RABBIT-PROOF FENCE - Go & see it!!

by singsongboi 20 Replies latest jw friends

  • singsongboi
    singsongboi

    The 'Rabbit Proof Fence' is an australian movie that tells the story of some aboriginal children who escape from a camp established by evil white australians with the mentality of the biblical Joshua.

    It's just been released in the US.

    If you want to understand australia and australians you should see this movie. It tells a story that should deeply shame all modern australians, but sadly, many, maybe a majority, are NOT ashamed!!!!

    It was made by Phillip Noyce, who has also directed good movies like, Patriot Games, The Bone Collector, Clear & Present Danger, The Saint.

    Noyce & his male partner live in a funky old house at Palm Beach nsw, and their home & lifestyle was recently featured on national TV in an australian show called "Burke's Backyard.

    Hope this link to a site for the film works....

    http://www.urbancinefile.com.au/home/view.asp?a=5770&s=Interviews

  • unclebruce
    unclebruce

    G'day singsongboi,

    Only trouble is the film's full of shit. (with a plotline taken straight from hollywoods portrail of americas deep south)

    eg: the scene where the girls were transported in the back of a truck was an outright lie .. it didn't happen .. the girls were given a number of lifts by concerned 'whites' and always treated with the utmost respect, riding in the interior of cars and fed in roadhouses and reststops alongside thier hosts .. etc.. I've been around a bit and never seen people treat kids badly in the bush. It's a shame the film makers were so dishonest.
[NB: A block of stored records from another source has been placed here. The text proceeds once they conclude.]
PR #5265, opened 2024-07-12
Left pad parsed auth token bytes

begelundmuller:
Access tokens in Rill follow the format `rill_<type>_<base62(payload)>` where the payload contains the token's ID (16 bytes) and randomly generated secret (24 bytes). 

The `base62` implementation drops leading `0x00` bytes, which means that on average 1 out of every 256 tokens can't be parsed. This PR fixes this issue by left-padding the parsed payload with `0x00`.

It also adds a test that generates 100000 random tokens and tests that they parse correctly to prevent such errors from occurring again.

### DIFF
--- a/admin/pkg/authtoken/authtoken.go
+++ b/admin/pkg/authtoken/authtoken.go
@@ -82,8 +82,10 @@ func FromString(s string) (*Token, error) {
 		return nil, ErrMalformed
 	}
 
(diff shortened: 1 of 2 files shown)


pjain1 (commented):
Great catch!

pjain1 (approved):

PR #5316, opened 2024-07-19
trial end check worker

pjain1:
Checks every midnight for trial period end and logs it

### DIFF
--- a/admin/billing/noop.go
+++ b/admin/billing/noop.go
@@ -71,7 +71,7 @@ func (n noop) CancelSubscriptionsForCustomer(ctx context.Context, customerID str
 }
 
 func (n noop) FindSubscriptionsPastTrialPeriod(ctx context.Context) ([]*Subscription, error) {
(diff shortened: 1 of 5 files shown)


admin/billing/noop.go
```diff
@@ -70,6 +70,10 @@ func (n noop) CancelSubscriptionsForCustomer(ctx context.Context, customerID str
 	return nil
 }
 
+func (n noop) FindSubscriptionsPastTrialPeriod(ctx context.Context) ([]*Subscription, error) {
+	return []*Subscription{{Customer: &Customer{}, Plan: &Plan{Quotas: Quotas{}}}}, nil
+}
```
begelundmuller, line 75: Can it just return an empty list? Might be unexpected to get a value with nil fields

begelundmuller (approved):

begelundmuller (approved):
Looks good, but note the CI failure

    A better film by far was Paul Kelly's "Follow the Moon". A true story about a pastoralist who let his daughter die in the bush rather than allow a black tracker search on his land. ( even the music is much better .. Paul Kelly being our best singer/song writer)

    If you think many average Australians of any era would treat aboriginies badly or not see them as equals you've a lot to learn in the real world. (pasturalists, police and church representatives are another story entirely and treated most other humans poorly if not condecendingly)

    I have travelled widely throughout the outback and could write many books on this subject. The weird kind of racism that the makers of "rabbit proof fence" were trying to show is more easily demonstrated in places like Papua/New Guinea where the "ex-pats" close themselves off in separate communities and the natives only rarely make contact with ordinary white folk (non missionary, non exploitative types)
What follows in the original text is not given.